Task brief
Which lines of the records contain the word "LGTM"? Copy each one.

:: Data in this exercise ::

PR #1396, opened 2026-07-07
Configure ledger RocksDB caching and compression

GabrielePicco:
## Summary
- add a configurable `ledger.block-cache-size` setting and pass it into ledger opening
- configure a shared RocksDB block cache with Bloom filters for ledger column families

:::
:: Data in this exercise ::

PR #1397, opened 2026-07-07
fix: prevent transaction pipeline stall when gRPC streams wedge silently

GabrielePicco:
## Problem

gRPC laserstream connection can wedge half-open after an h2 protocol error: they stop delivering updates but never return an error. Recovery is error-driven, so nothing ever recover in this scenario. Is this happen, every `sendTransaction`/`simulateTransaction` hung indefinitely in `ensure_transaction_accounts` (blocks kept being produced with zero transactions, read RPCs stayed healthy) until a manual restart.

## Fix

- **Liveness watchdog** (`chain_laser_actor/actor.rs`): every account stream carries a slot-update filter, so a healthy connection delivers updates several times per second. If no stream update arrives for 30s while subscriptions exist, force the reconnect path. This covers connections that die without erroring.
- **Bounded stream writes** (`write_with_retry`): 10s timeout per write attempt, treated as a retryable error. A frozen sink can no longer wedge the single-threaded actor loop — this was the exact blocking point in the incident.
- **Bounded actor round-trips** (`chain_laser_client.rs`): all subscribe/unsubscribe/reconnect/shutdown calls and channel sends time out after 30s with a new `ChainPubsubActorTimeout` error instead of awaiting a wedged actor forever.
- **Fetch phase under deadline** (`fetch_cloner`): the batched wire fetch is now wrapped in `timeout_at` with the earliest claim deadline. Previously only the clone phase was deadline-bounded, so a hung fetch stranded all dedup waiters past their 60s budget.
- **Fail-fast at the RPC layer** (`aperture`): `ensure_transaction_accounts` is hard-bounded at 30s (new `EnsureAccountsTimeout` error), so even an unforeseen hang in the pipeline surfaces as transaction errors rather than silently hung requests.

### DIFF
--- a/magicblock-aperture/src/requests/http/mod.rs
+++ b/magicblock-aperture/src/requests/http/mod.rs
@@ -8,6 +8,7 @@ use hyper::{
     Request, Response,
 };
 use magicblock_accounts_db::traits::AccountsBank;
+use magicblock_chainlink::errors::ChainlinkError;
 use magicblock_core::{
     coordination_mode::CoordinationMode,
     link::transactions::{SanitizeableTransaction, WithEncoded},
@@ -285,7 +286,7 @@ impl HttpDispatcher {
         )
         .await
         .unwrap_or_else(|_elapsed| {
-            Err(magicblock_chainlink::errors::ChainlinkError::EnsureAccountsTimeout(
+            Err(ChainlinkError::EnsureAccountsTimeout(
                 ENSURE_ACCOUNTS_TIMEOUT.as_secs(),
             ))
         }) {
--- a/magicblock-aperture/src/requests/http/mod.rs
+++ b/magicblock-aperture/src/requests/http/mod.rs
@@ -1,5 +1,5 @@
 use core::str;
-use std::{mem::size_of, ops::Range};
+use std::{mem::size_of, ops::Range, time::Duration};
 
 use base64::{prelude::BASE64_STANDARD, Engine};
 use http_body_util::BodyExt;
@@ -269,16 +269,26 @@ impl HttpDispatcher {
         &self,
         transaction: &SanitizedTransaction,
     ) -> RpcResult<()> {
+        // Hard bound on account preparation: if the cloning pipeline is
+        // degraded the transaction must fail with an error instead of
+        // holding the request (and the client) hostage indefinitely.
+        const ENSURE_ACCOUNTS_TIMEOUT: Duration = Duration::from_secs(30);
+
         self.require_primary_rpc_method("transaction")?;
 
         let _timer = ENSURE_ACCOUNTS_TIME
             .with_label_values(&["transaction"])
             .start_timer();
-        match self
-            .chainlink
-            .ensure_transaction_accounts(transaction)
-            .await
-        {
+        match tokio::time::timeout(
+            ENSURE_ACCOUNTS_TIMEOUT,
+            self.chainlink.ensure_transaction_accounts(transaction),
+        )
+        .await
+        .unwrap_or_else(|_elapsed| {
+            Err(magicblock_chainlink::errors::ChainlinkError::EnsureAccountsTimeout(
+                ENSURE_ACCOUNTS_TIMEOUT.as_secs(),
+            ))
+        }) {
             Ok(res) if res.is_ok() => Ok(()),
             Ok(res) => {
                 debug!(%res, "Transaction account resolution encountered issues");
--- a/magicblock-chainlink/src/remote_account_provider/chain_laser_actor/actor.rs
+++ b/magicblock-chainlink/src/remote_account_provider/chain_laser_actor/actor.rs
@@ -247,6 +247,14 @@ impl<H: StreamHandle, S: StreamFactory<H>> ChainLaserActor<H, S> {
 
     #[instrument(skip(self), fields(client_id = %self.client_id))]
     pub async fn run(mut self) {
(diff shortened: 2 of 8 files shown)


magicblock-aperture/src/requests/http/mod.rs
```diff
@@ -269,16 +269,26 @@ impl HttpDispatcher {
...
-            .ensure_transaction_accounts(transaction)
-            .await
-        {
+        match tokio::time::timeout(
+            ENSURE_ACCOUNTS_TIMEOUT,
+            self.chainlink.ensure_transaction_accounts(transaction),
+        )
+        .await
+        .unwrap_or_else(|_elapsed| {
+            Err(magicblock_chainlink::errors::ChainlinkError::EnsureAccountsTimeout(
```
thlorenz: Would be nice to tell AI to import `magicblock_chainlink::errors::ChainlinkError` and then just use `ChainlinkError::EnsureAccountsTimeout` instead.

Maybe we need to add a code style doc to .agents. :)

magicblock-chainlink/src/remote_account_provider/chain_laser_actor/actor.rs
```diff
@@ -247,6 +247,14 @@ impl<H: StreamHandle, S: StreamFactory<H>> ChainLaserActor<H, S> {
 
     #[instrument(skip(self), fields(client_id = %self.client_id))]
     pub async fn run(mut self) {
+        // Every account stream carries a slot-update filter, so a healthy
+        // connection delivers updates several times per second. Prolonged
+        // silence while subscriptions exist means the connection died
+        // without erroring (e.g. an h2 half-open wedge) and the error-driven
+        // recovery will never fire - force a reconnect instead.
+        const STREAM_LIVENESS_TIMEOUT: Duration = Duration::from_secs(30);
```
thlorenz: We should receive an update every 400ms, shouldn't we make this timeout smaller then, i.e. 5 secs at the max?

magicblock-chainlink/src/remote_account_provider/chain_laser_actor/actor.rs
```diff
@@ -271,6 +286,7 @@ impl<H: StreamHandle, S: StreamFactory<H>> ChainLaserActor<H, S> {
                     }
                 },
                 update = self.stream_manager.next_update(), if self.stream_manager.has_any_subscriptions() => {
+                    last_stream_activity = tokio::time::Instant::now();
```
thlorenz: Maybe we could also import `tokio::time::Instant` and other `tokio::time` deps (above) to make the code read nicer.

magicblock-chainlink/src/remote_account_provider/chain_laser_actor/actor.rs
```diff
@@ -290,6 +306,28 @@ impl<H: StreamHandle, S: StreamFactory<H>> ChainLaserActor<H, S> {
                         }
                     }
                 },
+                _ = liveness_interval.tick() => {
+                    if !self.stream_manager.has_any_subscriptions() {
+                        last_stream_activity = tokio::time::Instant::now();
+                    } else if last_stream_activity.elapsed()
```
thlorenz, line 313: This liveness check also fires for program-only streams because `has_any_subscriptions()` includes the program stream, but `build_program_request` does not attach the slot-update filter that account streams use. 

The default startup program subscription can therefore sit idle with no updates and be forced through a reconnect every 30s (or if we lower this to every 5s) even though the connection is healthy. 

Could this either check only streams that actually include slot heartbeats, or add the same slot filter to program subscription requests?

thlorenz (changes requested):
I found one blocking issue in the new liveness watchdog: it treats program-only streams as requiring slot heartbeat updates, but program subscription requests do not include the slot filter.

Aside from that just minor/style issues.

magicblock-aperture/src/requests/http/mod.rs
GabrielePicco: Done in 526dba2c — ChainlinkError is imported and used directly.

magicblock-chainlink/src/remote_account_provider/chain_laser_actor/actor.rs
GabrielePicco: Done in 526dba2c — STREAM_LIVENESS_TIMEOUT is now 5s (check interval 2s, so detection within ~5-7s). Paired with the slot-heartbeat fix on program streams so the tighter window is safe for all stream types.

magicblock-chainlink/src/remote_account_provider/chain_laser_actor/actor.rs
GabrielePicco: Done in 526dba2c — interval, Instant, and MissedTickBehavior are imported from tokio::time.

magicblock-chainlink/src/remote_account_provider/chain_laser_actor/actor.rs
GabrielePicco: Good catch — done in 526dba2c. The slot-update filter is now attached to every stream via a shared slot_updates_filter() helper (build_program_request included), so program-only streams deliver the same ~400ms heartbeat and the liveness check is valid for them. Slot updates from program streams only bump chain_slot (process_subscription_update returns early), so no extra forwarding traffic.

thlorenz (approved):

:::
:: Data in this exercise ::

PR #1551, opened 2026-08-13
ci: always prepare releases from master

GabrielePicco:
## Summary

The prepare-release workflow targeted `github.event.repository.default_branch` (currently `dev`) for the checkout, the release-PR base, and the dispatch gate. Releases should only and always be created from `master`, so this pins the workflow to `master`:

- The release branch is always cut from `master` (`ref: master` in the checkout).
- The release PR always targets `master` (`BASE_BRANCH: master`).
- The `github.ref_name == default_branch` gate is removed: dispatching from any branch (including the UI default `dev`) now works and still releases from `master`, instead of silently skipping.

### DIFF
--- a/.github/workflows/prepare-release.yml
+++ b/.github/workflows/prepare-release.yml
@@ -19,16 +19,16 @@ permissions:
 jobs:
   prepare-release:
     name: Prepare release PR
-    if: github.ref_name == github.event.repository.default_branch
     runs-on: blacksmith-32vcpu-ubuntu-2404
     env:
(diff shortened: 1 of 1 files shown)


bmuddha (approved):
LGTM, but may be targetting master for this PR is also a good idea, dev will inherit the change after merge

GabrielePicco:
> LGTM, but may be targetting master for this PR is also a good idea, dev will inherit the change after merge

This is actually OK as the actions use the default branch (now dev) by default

:::

Solution to the problem
LGTM, but may be targetting master for this PR is also a good idea, dev will inherit the change after merge
> LGTM, but may be targetting master for this PR is also a good idea, dev will inherit the change after merge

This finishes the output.